I am lucky to have my coach be the Canada Games couch and lives nearby, hehe get the hint?


----------



## zda44 (Jul 5, 2005)

Thanks Tony! I guess the first step may be getting involved in my local archery club and maybe a coach can be acquired through it. My friends and I are yearround, daily shooters but have never taken our hobby to the next level (and i dont think any of them have the desire to do so as i do) so we have no connections in local archery clubs. I dont even know where to begin that search, local archery shop i suppose. Thanks for the advice and keep it coming, I could use it! Oh and i live in Brownsburg, Indiana, a westside suburb of Indy so if anyone is in a club locally and wouldnt mind a new member, please let me know!

Zach


----------



## Stash (Jun 1, 2002)

I understand that due to the big demand, Lancaster Archery Supply will be stocking Korean coaches sometime soon. Available in recurve only for now, and will come in small, medium or large, right handed only.


----------



## xtracker (Jul 14, 2003)

I have a friend who flew down to stay with Michael Braden and cant say enough about him. I have talked with him a few times and he is a very nice guy. I think he would be a great person to talk to. Also my cousin shot a pro/am with Collin Boothe and loved him, I dont know if he does coaching but my cousin said their shoot was like a three hour seminar on how to shoot 3d.


----------



## zda44 (Jul 5, 2005)

Thanks Xtracker! Do you know if they have a website? Could anyone shoot with them, do they run a school or did your brother just know them? Thanks!

Zach


----------



## ballagh (Oct 25, 2004)

www.archerysearch.com


----------



## xtracker (Jul 14, 2003)

Michael Braden is on the ASA site under ask the coach and also on the archerysite at the bottom where the sponsors sites are at. :smile:


----------



## shooter07 (Mar 29, 2004)

the NAA has a listing of Coaches... Level 3, 4, and 5 on their website... that is a good place to look... for me it is Ginger Hopwood... she is a great coach and anytime i have a problem she is the first phone call i make... 

hope this helps,
Brian


----------



## zda44 (Jul 5, 2005)

Shooter07, thanks for the advice. But, when i type in NAA at Google is sends me to the USA Archery (US OLYMPIC Network). Is that the right place?? Could you please send me a link to the page you are speaking of? Thanks a ton!
Zach


----------



## shooter07 (Mar 29, 2004)

Glad I could help... but i just looked up there and they are updating the database so it is not on the internet right now but they do have a coaches forum and several other things aswell... you might consider emailing or calling them and asking about some coaches in your area... also do not be afraid to travel so you can go to the best coach you can afford... I live in NC but my coach lives in GA... but she travels alot and when she is within about 5-6 hours and I need help I will call her at set-up somewhere for us to meet...

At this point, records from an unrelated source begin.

PR #1214, opened 2026-08-05
feat: wz-330620 scheduler initiate cases

fdelsert-whoz:
Scheduled prompts needed two missing capabilities: creating one Case **per target user**, and **disabling themselves** when their end condition is reached (`ON_DATE` or `OCCURRENCES`). Without the latter, a scheduled prompt with an expired end date would keep firing indefinitely.

## Approach

The implementation extends the existing two-phase tick architecture rather than introducing new scheduling infrastructure:

- **Phase A** handles the fast path: insert a CLAIMED Run, then materialize all target UserRuns in a single Cypher MERGE and transition to RUNNING in one `@Transactional`. When no target users exist (e.g. platform-scope), the Run transitions directly to DONE. The insert is outside the transaction, if the instance crashes between the insert and materialize, a sweep at the start of each tick marks orphaned CLAIMED Runs as FAILED to unblock subsequent slots.
- **Phase B** handles the slow path: claim UserRuns in batches, execute each as an independent Case with structured concurrency, await each Case's completion reactively via CaseRuntime.statusFlow, and check Run completion once per batch.

End condition checks are placed at two strategic points: **before** execution (crash-recovery safety net — prevents zombie ticks when the server was down while the condition expired, or when a previous tick crashed between `advanceNextRunAt` and the disable) and **after** advancing `nextRunAt` (normal path, disable when the next slot would exceed the boundary).

## Compromises

- **At-least-once delivery, not exactly-once.** No idempotence key links a Case to its UserRun. If an instance crashes after `CaseService.create()` but before `markTerminal()`, the lease expires and another instance reclaims the UserRun, creating a second Case. Acceptable for the use case (duplicate conversation, no data corruption). Exactly-once would require a UNIQUE constraint on Case keyed by `(runId, userId)`.

- **No dedicated `ScheduledPromptTargetUserResolver`.** User resolution and UserRun materialization are fused in a single Cypher MERGE traversing the deployment graph.

- **Neither fire-and-forget nor a fully reliable messaging system.** The Executor creates Cases and waits for their completion, with lease-based crash recovery and optimistic locking, but there is no dead-letter queue, no retry policy, and no exactly-once guarantee. This is a pragmatic middle ground: significantly more robust than fire-and-forget (which would lose track of in-flight Cases on crash), without the complexity of a proper message broker. It covers the current use case, periodic automated conversations, where an occasional duplicate or missed run after a crash is acceptable, and where the operational priority is simplicity over exhaustive delivery guarantees.

## Domain model

Three entities form the execution hierarchy:

**`ScheduledPrompt`** (existing, extended):  the aggregate root declaring what to run, when, and for whom. Extended with `Planning` (startDate, endType, endDate, maxOccurrenceCount) and `Recurrence` (unit, days, timeUtc). `enabled` is toggled to `false` when the end condition is reached. `nextRunAt` is advanced by CAS Cypher after each tick.

**`ScheduledPromptRun`** (existing): one per scheduler tick per ScheduledPrompt. Represents a single firing of the schedule. (`scheduledPromptId`,`scheduledFor`) is UNIQUE in Neo4j, acts as the distributed lock preventing duplicate firings for the same slot. Status: CLAIMED-> RUNNING -> DONE/FAILED (or SKIPPED on overlap). The CLAIMED -> RUNNING transition serves as the completion guard: `checkCompletion` only inspects RUNNING Runs, so a Run still being materialized is never prematurely closed.

**`ScheduledPromptUserRun`** (new) : one per `(Run, User)` pair. Tracks the execution of a single Case for a single target user. Composite UNIQUE constraint on `(runId, userId)`, idempotent via MERGE, safe to replay on crash. `@Version` optimistic locking prevents double-claim across instances. `leaseUntil` enables crash recovery: a RUNNING UserRun whose lease has expired is reclaimed by the next `findClaimable`. Status: PENDING -> RUNNING -> DONE/FAILED.

### Case creation per user

The Executor resolves the prompt content directly via `promptService.findById(promptTemplateId)` and creates a Case per user through the following sequence:

1. `CaseService.create()`: persists the Case with the scheduled prompt's name as title (e.g. "Weekly Digest")
2. `PermissionService.grantPermission()`: grants ADMIN on the Case to the target user
3. `CaseService.addMessage()`: injects `"@agentName <resolved prompt content>"` as the user's message, which internally launches `runtime.run()` in `CaseServiceImpl.scope`

The `@agentName` is resolved by `selectAgent()` in the Case runtime. This avoids the incompatibility between `@mention` prefix and `PromptCommandParser`'s `/command` requirement, and positions the Executor as the right resolution point for future placeholder support.

All values are configurable via `SchedulerProperties`:

| Property | Env var | Default | Description |
|---|---|---|---|
| `scheduler.enabled` | `SCHEDULER_ENABLED` | `false` | Enable/disable the scheduler |
| `scheduler.tick-interval-ms` | `SCHEDULER_TICK_INTERVAL_MS` | `30000` | Interval between claim ticks (ms) |
| `scheduler.consume-interval-ms` | `SCHEDULER_CONSUME_INTERVAL_MS` | `10000` | Interval between consume ticks (ms) |
| `scheduler.batch-size` | `SCHEDULER_BATCH_SIZE` | `20` | Max UserRuns claimed and executed in parallel per consume tick |
| `scheduler.launch-timeout-seconds` | `SCHEDULER_LAUNCH_TIMEOUT_SECONDS` | `30` | Max seconds to wait for a Case to reach IDLE or terminal after launch |
| `scheduler.lease-minutes` | `SCHEDULER_LEASE_MINUTES` | `30` | Lease duration for RUNNING UserRuns (minutes) |

### End condition enforcement

- **Pre-check guard**: if `ON_DATE` endDate is already past or `OCCURRENCES` max is already reached, the ScheduledPrompt is disabled without inserting a Run. This is a crash-recovery safety net, prevents zombie ticks when the server was down or a previous disable failed.
- **Post-advance check**: after advancing nextRunAt, if the next slot exceeds endDate or the total number of non-SKIPPED runs (including the one just inserted) reaches maxOccurrenceCount, the ScheduledPrompt is disabled.

### Multi-instance safety

The scheduler runs safely across multiple AgentOS instances with no leader election:

| Mechanism | Where | Guarantee |
|---|---|---|
| UNIQUE constraint | `ScheduledPromptRun` insert | Only one instance claims a given slot, losers catch `DuplicateRunException` and skip |
| Compare-And-Set Cypher on `nextRunAt` | `advanceNextRunAt` | Auto-repairing: every instance advances the slot, even on duplicate, prevents stuck prompts |
| `@Transactional` on `materialize()` | MERGE UserRuns + CLAIMED→RUNNING | Atomic: crash cannot leave orphaned PENDING UserRuns or a RUNNING Run with no UserRuns |
| MERGE Cypher on composite key | `materialize()` | Idempotent UserRun creation, safe to replay, UNIQUE constraint deduplicates |
| Orphan sweep on CLAIMED | `recoverOrphanedClaimedRuns` in `tickClaim` | Crash between Run insert and `materialize()` leaves a CLAIMED orphan blocking the overlap guard, swept to FAILED after 5 min, unblocking subsequent slots |
| Orphan sweep on RUNNING | `recoverOrphanedRunningRuns` in `tickClaim` | Crash between last `markTerminal` and batch completion check leaves a RUNNING Run with all UserRuns terminal, swept to DONE or FAILED on next tick |
| `@Version` optimistic lock | `claimBatch()` on UserRun | `OptimisticLockingFailureException` → skip (another instance took it) |
| `leaseUntil` expiry | RUNNING UserRuns | Instance crash recovery: if the instance dies between Case creation and `closeUserRun`, the lease expires and another instance reclaims the UserRun (at-least-once — may create a duplicate Case) |

### Known limitations / follow-up

- **No purge of completed Runs and UserRuns.** `ScheduledPromptRun` and `ScheduledPromptUserRun` are append-only audit records that accumulate indefinitely. A scheduled prompt firing daily for 100 users produces ~36,500 UserRun nodes per year. A purge mechanism (retention policy, TTL-based cleanup, or archival) is needed in a future PR to prevent unbounded growth.

### Architectural note
The two-phase tick, UNIQUE-constraint locking, lease-based recovery, and completion sweeps are a hand-rolled workflow engine built on Neo4j.
As the volume grows, migrating to a dedicated workflow engine would replace most of this machinery with battle-tested infrastructure.

### DIFF
--- a/agentos/agentos-service/src/main/kotlin/io/whozoss/agentos/scheduledPrompt/Neo4jScheduledPromptRunRepository.kt
+++ b/agentos/agentos-service/src/main/kotlin/io/whozoss/agentos/scheduledPrompt/Neo4jScheduledPromptRunRepository.kt
@@ -47,6 +47,9 @@ open class Neo4jScheduledPromptRunRepository(
     override fun findById(id: UUID): ScheduledPromptRun? =
         neo4jRepository.findById(id.toString()).orElse(null)?.toDomain()
 
+    override fun countCompletedRuns(scheduledPromptId: UUID): Int =
+        neo4jRepository.countCompletedRuns(scheduledPromptId.toString())
+
     private fun isSlotKeyConflict(e: DataIntegrityViolationException): Boolean {
         val haystack = generateSequence<Throwable>(e) { it.cause }
             .mapNotNull { it.message }
--- a/agentos/agentos-service/src/main/kotlin/io/whozoss/agentos/scheduledPrompt/Neo4jScheduledPromptRunRepository.kt
+++ b/agentos/agentos-service/src/main/kotlin/io/whozoss/agentos/scheduledPrompt/Neo4jScheduledPromptRunRepository.kt
@@ -54,6 +54,9 @@ open class Neo4jScheduledPromptRunRepository(
         neo4jRepository.findByStatusAndCreatedBefore(RunStatus.CLAIMED.name, olderThan)
             .map { it.toDomain() }
 
+    override fun findSettledRunning(): List<ScheduledPromptRun> =
+        neo4jRepository.findSettledRunning().map { it.toDomain() }
+
     private fun isSlotKeyConflict(e: DataIntegrityViolationException): Boolean {
         val haystack = generateSequence<Throwable>(e) { it.cause }
             .mapNotNull { it.message }
--- a/agentos/agentos-service/src/main/kotlin/io/whozoss/agentos/scheduledPrompt/Neo4jScheduledPromptRunRepository.kt
+++ b/agentos/agentos-service/src/main/kotlin/io/whozoss/agentos/scheduledPrompt/Neo4jScheduledPromptRunRepository.kt
@@ -2,6 +2,7 @@ package io.whozoss.agentos.scheduledPrompt
 
 import mu.KLogging
 import org.springframework.dao.DataIntegrityViolationException
+import java.time.Instant
 import java.util.UUID
 
 /**
@@ -26,6 +27,25 @@ open class Neo4jScheduledPromptRunRepository(
 
     override fun hasActive(scheduledPromptId: UUID): Boolean =
         neo4jRepository.existsActiveByScheduledPromptId(scheduledPromptId.toString())
+
+    override fun updateStatus(
+        id: UUID,
+        status: RunStatus,
+        finishedAt: Instant?,
+        error: String?,
+    ): Boolean {
+        val updated = neo4jRepository.updateStatus(
+            id = id.toString(),
+            status = status.name,
+            finishedAt = finishedAt,
+            error = error,
+            now = Instant.now(),
+        )
+        return updated > 0
+    }
+
+    override fun findById(id: UUID): ScheduledPromptRun? =
+        neo4jRepository.findById(id.toString()).orElse(null)?.toDomain()
 
     private fun isSlotKeyConflict(e: DataIntegrityViolationException): Boolean {
         val haystack = generateSequence<Throwable>(e) { it.cause }
--- a/agentos/agentos-service/src/main/kotlin/io/whozoss/agentos/scheduledPrompt/Neo4jScheduledPromptRunRepository.kt
+++ b/agentos/agentos-service/src/main/kotlin/io/whozoss/agentos/scheduledPrompt/Neo4jScheduledPromptRunRepository.kt
@@ -50,6 +50,10 @@ open class Neo4jScheduledPromptRunRepository(
     override fun countCompletedRuns(scheduledPromptId: UUID): Int =
         neo4jRepository.countCompletedRuns(scheduledPromptId.toString())
 
+    override fun findOrphanedClaimed(olderThan: Instant): List<ScheduledPromptRun> =
+        neo4jRepository.findByStatusAndCreatedBefore(RunStatus.CLAIMED.name, olderThan)
+            .map { it.toDomain() }
+
     private fun isSlotKeyConflict(e: DataIntegrityViolationException): Boolean {
         val haystack = generateSequence<Throwable>(e) { it.cause }
             .mapNotNull { it.message }
--- a/agentos/agentos-service/src/main/kotlin/io/whozoss/agentos/scheduledPrompt/Neo4jScheduledPromptRunRepository.kt
+++ b/agentos/agentos-service/src/main/kotlin/io/whozoss/agentos/scheduledPrompt/Neo4jScheduledPromptRunRepository.kt
@@ -9,8 +9,9 @@ import java.util.UUID
  * Neo4j-backed implementation of [ScheduledPromptRunRepository].
  *
  * [insert] wraps the SDN save in a constraint-violation detector: if Neo4j rejects the write
- * because [ScheduledPromptRunNode.slotKey] is already taken, the [DataIntegrityViolationException]
- * is caught and translated to a [DuplicateRunException] so callers can handle it gracefully.
+ * because the composite `(scheduledPromptId, scheduledFor)` constraint is violated, the
+ * [DataIntegrityViolationException] is caught and translated to a [DuplicateRunException]
+ * so callers can handle it gracefully.
  */
 open class Neo4jScheduledPromptRunRepository(
     private val neo4jRepository: ScheduledPromptRunNodeNeo4jRepository,
@@ -20,7 +21,7 @@ open class Neo4jScheduledPromptRunRepository(
         try {
             neo4jRepository.save(ScheduledPromptRunNode.fromDomain(run)).toDomain()
         } catch (e: DataIntegrityViolationException) {
-            if (!isSlotKeyConflict(e)) throw e
+            if (!isSlotConflict(e)) throw e
             logger.warn { "[Neo4jScheduledPromptRunRepository] Duplicate slot: sp=${run.scheduledPromptId} for=${run.scheduledFor}" }
             throw DuplicateRunException(run.scheduledPromptId, run.scheduledFor)
         }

here is the link to their coaches website...

http://www.usarchery.org/usarchery/html/Coaching.html 


Hope this helps,
Brian Barnes


----------



## Daniel Boone (May 31, 2002)

*Suggestion*

Michael Braden makes an excellant coaching video that can be bought in classifieds.

Might buy it and then if you like what you see you can contact him for coaching. Great video and well worth the dollars.

Click here for the video

http://www.archerytalk.com/vb/showthread.php?t=162965


----------



## Stroud Creek (Jan 13, 2004)

I like Dan Heart from Alabama


----------



## cgchris99 (Apr 10, 2003)

I have thought about adding this as another option for my website. Do you think it would be a good idea to have a central location for all archery coaches to list their qualifications?


----------



## curs1 (Oct 24, 2002)

Ginger is indeed a good coach and canam and I used her a couple of times but then we went to Curtis Beverly who lives near Moultrie, GA. He is Jeff Hopkins and Jennie Richardson's coach. He is a great coach all around and will tell you like it is! He also has a place to stay.


----------



## zda44 (Jul 5, 2005)

Thanks so much to everyone who replied. Daniel Boone, i am going to purchase the michael braden dvd and go from there. Also, I made the first step towards entering the competitive shooting arena by visiting my local archery club. I met some VERY helpful people. The journey now begins, my first shoot is next wednesday. Thanks Everyone, I am now another ambassador for the great sport. God Bless and please let me know if you all have any more general advice. I hope to see some of you down the road!

Zach


----------



## Daniel Boone (May 31, 2002)

*Zach*

Joining an archery club is diffiantly your best step forward. Enjoy the video and you will get some good tips.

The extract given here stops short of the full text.